Josep M. Benet i Jornet
Fugaces
Deuxième acte
FILLE. – Tu l’as reconnu. Ne reviens pas tout de suite. Je veux parler, maintenant, oui, et je veux que tu m’entendes, mais je ne veux pas te voir pendant que je parle. Tu m’as raconté un vieux souvenir, un vrai souvenir, authentique. Maintenant moi, je veux te raconter quelque chose du temps à venir, un souvenir du futur.
Nous ne pouvons pas savoir ce qui arrivera, dans quelque temps, et sûrement rien n’arrivera de ce que je vais te dire. Je te raconterai un mensonge. Ne sors pas, attends. Jusqu’à ce que j’aie fini, prends patience et attends. Un souvenir spécial, maman sera morte, imaginons-le. Ne bouge pas.
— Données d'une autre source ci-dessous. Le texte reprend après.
PR #482, opened 2019-06-18
Add configurations for prometheus and metrics

daisy-ycguo:
This PR is to add configurations for prometheus and metrics supporting.

After adding below configurations, controller and invoker are exposing `/metrics` endpoints on container port `8080`.
```
metrics:
  prometheusEnabled: true
  whiskconfigFile: "whiskconfig.conf"
  kamonEnabled: true
  kamonTags: true
```

### DIFF
--- a/helm/openwhisk/templates/invoker-pod.yaml
+++ b/helm/openwhisk/templates/invoker-pod.yaml
@@ -169,7 +169,22 @@ spec:
           # properties for zookeeper connection
           - name: "ZOOKEEPER_HOSTS"
             value: "{{ include "openwhisk.zookeeper_connect" . }}"
-
+{{ if .Values.metrics.prometheusEnabled }}
+          - name: "OPENWHISK_ENCODED_CONFIG"
+            value: {{ template "openwhisk.whiskconfig" . }}
+{{ end }}
+{{ if or .Values.metrics.kamonEnabled .Values.metrics.prometheusEnabled }}
+          - name: "METRICS_KAMON"
+            value: "true"
+{{ end }}
+{{ if and .Values.metrics.kamonTags .Values.metrics.prometheusEnabled }}
+          - name: "METRICS_KAMON_TAGS"
+            value: "true"
+{{ end }}
+{{ if .Values.metrics.userMetricsEnabled }}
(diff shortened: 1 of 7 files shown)


helm/openwhisk/templates/invoker-pod.yaml
```diff
@@ -169,7 +169,22 @@ spec:
           # properties for zookeeper connection
           - name: "ZOOKEEPER_HOSTS"
             value: "{{ include "openwhisk.zookeeper_connect" . }}"
-
+{{ if .Values.metrics.prometheusEnabled }}
+          - name: "OPENWHISK_ENCODED_CONFIG"
```
neerajmangal: Just a suggestion, instead of having OPENWHISK_ENCODED_CONFIG can we have Config_whisk_metrics_prometheusEnabled env to true, if that works. As OPENWHISK_ENCODED_CONFIG env is general purpose typesafe config file but here it seems only applicable when `.Values.metrics.prometheusEnabled `. 

In the future, we may think of having all env configs generated from values via templates and then passed for each component separately using OPENWHISK_ENCODED_CONFIG for consistency.

daisy-ycguo: I agree with you. But currently the implementation of prometheus configuration in OpenWhisk core project is using OPENWHISK_ENCODED_CONFIG. See https://github.com/apache/incubator-openwhisk/pull/4309 . So I have to use OPENWHISK_ENCODED_CONFIG here.

Maybe you could raise an issue to OpenWhisk core project. After they change, we can change it here.

daisy-ycguo:
@dgrove-oss updated. Please review again. Thanks.

helm/openwhisk/templates/invoker-pod.yaml
chetanmeh: @daisy-ycguo encoded config is more for convenience. So you can avoid that for now (and we later do a wholesale move to that for all other configs) and use what @neerajmangal suggested i.e. `Config_whisk_metrics_prometheusEnabled` which should have same effect.

Above PR was more to simplify using the encoded config approach with ansible based setups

Tu ne bougeras pas, tu entends ? Oui maman est morte… Je ne veux pas qu’elle meure. Si elle était morte, nous pleurerions. Nous nous trouverions trop seuls. Nous achèterions, nous achèterons une branche d’œillets, et nous la poserons sur son cercueil.
Ça ne servira à rien, ce sera un geste inutile. Alors, je te demanderai qu’on l’incinère et tu diras oui, tu diras c’est comme je veux, et nous l’incinérerons et de cette façon son corps passera de la douceur accueillante à une poignée de cendres et de poussière, dispensé de la honte de la pourriture. Nous répandrons les cendres sur la mer c’est là qu’on les répand quand on ne sait qu’en faire et qu’on n’a pas d’idée plus originale. Nous les répandrons sur la mer la nuit, peut-être, une nuit mélancolique parce que nous nous sentirons mélancoliques. Une nuit, par exemple, comme celle-ci. Après… Après, tu n’iras avec aucune autre femme. Tu garderas le souvenir de la mère, tu seras un veuf éternellement fidèle. Les gens diront cet homme exagère. Quelques-uns en riront, dans ton dos, et d’autres, en revanche, admireront la fermeté de ta décision. Je ne partirai pas. Je m’occuperai de toi. Pour toujours. Une fille sacrifiée, qui gâchera sa vie d’une façon absurde, d’une manière insensée. (temps)
Je m’occuperai de toi, tu t’occuperas de moi, et il n’y aura pas dans le monde entier deux amants aussi heureux que nous. (temps) J’ai fini.
Traducido por Michel Azama
Josep M. Benet i Jornet, Fugaces. París: Éditions Théâtrales, 1994, p. 115.